Trainer: Refactoring the _pair_clustering_keep_id #52

lotif · 2025-10-02T18:06:36Z

PR Type

Fix

Short Description

Clickup Ticket(s): https://app.clickup.com/t/868fuke6e

In order to remove some Ruff ignores, I had to refactor the _pair_clustering_keep_id function into many smaller functions. I also renamed it to _pair_clustering because I don't know what the kleep_id part means.

Tests Added

Tests stay the same, the functionality should not change.

…efault class method and update function signatures to use Transformations directly."

…for better type safety and clarity in clustering function signatures.

…afety and streamline model retrieval in fine-tuning and training functions.

…arameters dataclasses for improved structure and type safety in model configuration across fine-tuning and training functions."

…YCond enum in dataset, model, and training modules for improved type safety and clarity in handling y column conditions."

…eplace string literals for loss type specification in fine-tuning and training modules, enhancing type safety and clarity.

…ng literals for scheduler specification in fine-tuning and training modules, enhancing type safety and clarity.

…sSecondMomentResampler to accept num_timesteps directly, replacing the diffusion object dependency, and enhance the ScheduleSampler enum with a method for creating samplers."

…ical_forward_backward_log and _compute_top_k functions to utilize the new ReductionMethod enum for improved type safety and consistency.

…e to the gaussian diffusion file

…o marcelo/classes-and-enums-2

emersodb

First off, good job disentangling this code. Certainly some "interesting" choices in how and when variables came into existence 😂. Only a small collection of comments.

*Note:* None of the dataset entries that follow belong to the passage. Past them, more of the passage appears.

PR #2507, opened 2025-06-04
Fix bug in `Controlled SX` with empty controls

swernli:
The decomposition for `Controlled SX` when the controls list is empty incorrectly performed an adjoint SX instead of a normal SX. This fixes the bug and adds tests for this case.


DmitryVasilevsky (approved):
Wow!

emersodb · 2025-10-02T20:08:49Z

src/midst_toolkit/models/clavaddpm/clustering.py

+        parent_domain_dict,
+        all_child_columns,
+        all_parent_columns,
+        parent_primary_key,


It looks like this guy is only ever used to create the parent_primary_key_index in _prepare_cluster_data, which we're already doing outside of this function. Maybe we just pass the index like you do with _denormalize_parent_data or _get_parent_data_clusters?

Good eye, thanks.

Actually, I'm gonna take that back. It's an inexpensive operation and it saves us one parameter in this function that already has too many. I'll add a comment explaining that.

src/midst_toolkit/models/clavaddpm/clustering.py

emersodb · 2025-10-02T20:17:32Z

src/midst_toolkit/models/clavaddpm/clustering.py

+    foreign_key_index: int,
+) -> np.ndarray:
+    """
+    Denormalize the parent data in relation to the child group data,


I'm still not 100% clear what we mean by denormalize here? Maybe an example or more details would help?

I knew this was going to be confusing... "Normalize" and "denormalize" in database terms means merging the data from one table into another by duplicating values when they have a primary-foreign key relationship. The problem is in our context, the term "normalization" is already used for something else.

The original term used by this code was "repeated" data, which is not entirely wrong. Do you think that's a better name? Or should I expand on the "denormalization" term in the docstring here?

Maybe I should just call it merge_parent_and_child_data?

I think that makes sense, but also I think it would be good to add a comment along the lines of what you stated above to make it more obvious what we're doing with the "repeat" If you have a link for an example of this kind of thing in databases that would also be sufficient.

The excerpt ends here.